NON DISCLOSURE AGREEMENT

The respective contract partners intend to cooperate in the field of search engine optimization / link building / online marketing /. In the run-up to establishing business relationships, it is often necessary for the contracting parties to disclose mutually sensitive information. In order to protect the respective contractual partner, they are subject to absolute secrecy and confidentiality (duty of confidentiality). This agreement also applies if the intended business relationship does not materialize. There is general agreement that the other contract partner has developed its intellectual property with considerable business effort. It is therefore of mutual interest to protect each other’s intellectual property and to deny third parties access to it. The contractual partner entrusting the other with discreet information reserves the right to register its own property rights in the subject matter of this confidential information.

§1 definition
“Contracting Parties” means the parties to this Confidentiality Agreement. “Confidential Information” is any information exchanged between the contracting parties in written, oral, electronic or any other form that is marked or identified as secret or confidential. This includes in particular data, drawings, photographs, other illustrations, designs, sketches, plans, descriptions, specifications, measurement results, calculations, experiences, ideas, procedures, samples, knowledge and processes, as well as other unpublished applications for industrial property rights, work results, sales figures, Business and financial plans, customer data and prices.

§2 duty of confidentiality
The contracting parties are obliged to provide you with the purpose stated in the preamble
information provided in writing, orally or otherwise, either directly or indirectly, or has become known in any other way, in particular of a technical or official nature, which has been marked as confidential or where the need for confidentiality arises from the circumstances ,
a) be treated confidentially;
b) To be used only for the above purpose, in particular not to be published, for
Register a property right or use it yourself;
c) not to pass it on to third parties or otherwise make it accessible;
d) To protect with all necessary precautions to prevent access by third parties
is avoided;
e) To only make available to employees who work in connection with the purpose stated in the preamble and who are also obliged to maintain confidentiality.

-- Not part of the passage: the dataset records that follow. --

PR #155, opened 2019-07-18
L58: Async API for gRPC Python

lidizheng:
Link to gRFC: https://github.com/lidizheng/proposal/blob/grpc-python-async-api/L58-python-async-api.md

Discussions (besides this PR):
* https://groups.google.com/forum/#!topic/grpc-io/7V7HYM_aph4
* https://github.com/lidizheng/grpc-api-examples/pull/1
* https://github.com/lidizheng/grpc-api-examples/pull/2

Fixes https://github.com/grpc/grpc/issues/19494
Fixes https://github.com/grpc/grpc/issues/19495


lidizheng:
@pfreixes @rmariano Updates and comments are welcomed.

L58-python-async-api.md
```diff
@@ -0,0 +1,453 @@
...
+* Accepts `grpc.aio.HandlerCallDetails`;
+* `continuation` is a function accepts `grpc.aio.HandlerCallDetails` and returns
+  `grpc.aio.RpcMethodHandler`.
+
+Changes in `ClientInterceptor` classes in `grpc.aio`:
+* `continuation` is a coroutine that returns `Awaitable` object.
+
+### Utility Functions
+
+Changes in `grpc.aio.channel_ready_future`:
```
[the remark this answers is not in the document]
lidizheng: What do you think for removing the future suffix, so it will look like `grpc.aio.channel_ready`?

In actual code:
```Python
channel = grpc.aio.insecure_channel("localhost:50051")
await grpc.aio.channel_ready(channel)
```

L58-python-async-api.md
```diff
@@ -0,0 +1,453 @@
...
+while 1:
+    stub.ReportLoad(ReportRequest(
+        timestamp=...,
+        metrics=[...],
+    ))  # <- RPC not sent
+    await asyncio.sleep(3)
+
+### Await on whatever function starts with "Async"
+while 1:
+    await stub.AsyncReportLoad(ReportRequest(
```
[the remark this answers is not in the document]
lidizheng: I'm also in favor of not making modification. I'm mentioning this is because people do use this naming pattern when they adopt `asyncio` (like [Instagram](https://www.slideshare.net/jimmy_lai/the-journey-of-asyncio-adoption-in-instagram)). 

Now, I'm thinking maybe we can name the service stub `async_stub` in our example code.

L58-python-async-api.md
```diff
@@ -0,0 +1,453 @@
...
+### The new usage is much verbose for same scenario
+class AsyncIter:
+    def __init__(self, items):    
+        self.items = items    
+
+    async def __aiter__(self):    
+        for item in self.items:    
+            yield item
+
+stub.SayHelloStreaming(AsyncIter([
```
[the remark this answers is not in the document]
lidizheng: The only valid use case I can think about in practice: transmitting trunks of a large file.
On the other hand, testing code usability is also something we care about. Not only gRPC Python itself is writing end2end tests, but also our users.

But doing magic for different type of input makes me hesitate a bit. I'm also in favor of doing nothing, and only accepting asynchronous generator/iterator.

L58-python-async-api.md
```diff
@@ -0,0 +1,453 @@
...
+        metrics=[...],
+    ))  # <- RPC not sent
+    await asyncio.sleep(3)
+
+### Await on whatever function starts with "Async"
+while 1:
+    await stub.AsyncReportLoad(ReportRequest(
+        timestamp=...,
+        metrics=[...],
+    ))  # <- RPC not sent
```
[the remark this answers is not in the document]
lidizheng: Good catch!

L58-python-async-api.md
```diff
@@ -0,0 +1,453 @@
...
+* Asynchronous processing that perfectly fits IO-intensive gRPC usage;
+* Resolve a long-living design flaw of thread exhaustion problem;
+* Performance is much better than multi-threaded.
+
+### Drawbacks Of `asyncio`
+
+* Non-interoperability between coroutine functions and normal functions;
+* Cognitive overhead of event loop mechanism;
+* Calls to function may cause context-switches which resulted in unexpected
+  behavior. -->
```
pfreixes: WDYM? It's hard to believe that a context switch might have as a side effect a ` unexpected behavior`

L58-python-async-api.md
```diff
@@ -0,0 +1,453 @@
...
+channel = grpc.aio.intercept_channel(...)
+```
+
+To reduce cognitive burden, the new `asyncio` API should share the same
+parameters as the current API, and keep the usage similar, except the following
+cases:
+
+* `grpc.aio.server` no longer require the application to provide a
+  `ThreadPoolExecutor`;
+* Interfaces returning `Future` object are replaced.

This applies to you in the event that an employee leaves the service during the term and validity of this agreement.

§3 Exceptions to the Duty of Confidentiality
The obligations of confidentiality on which this contract is based do not exist for information that can be shown to be known to the other contracting party prior to notice, was known to the public prior to notice, or was generally available, or which the contracting party has demonstrably developed independently of knowledge of the confidential information or has had it developed. The burden of proof for the exceptions referred to in this paragraph lies with the contractual partner, who invokes them.

§4 Use Restriction
Both parties agree to use the disclosed sensitive information only for their business relationships. This contract does not confer any rights on the contractor. In particular, property rights, license rights, replication rights, usage rights or other industrial property rights or options remain with the contractual partner, who owns them at the conclusion of this contract.

§5 period of validity
This contract enters into force upon signature by both parties and ends 2 years thereafter
Date of last signature

§6 handling / return of confidential information
Upon termination of this agreement, the contractual partners shall return all information received upon request and destroy the copies made. There is no right of retention.

§7 Deputy Agents
The contractual partners become their employees and all other persons,
have knowledge of the confidential information exchanged, enforce the obligations of this contract and ensure that these obligations are fulfilled

§8 liability
The contractual partners are not liable for the information provided.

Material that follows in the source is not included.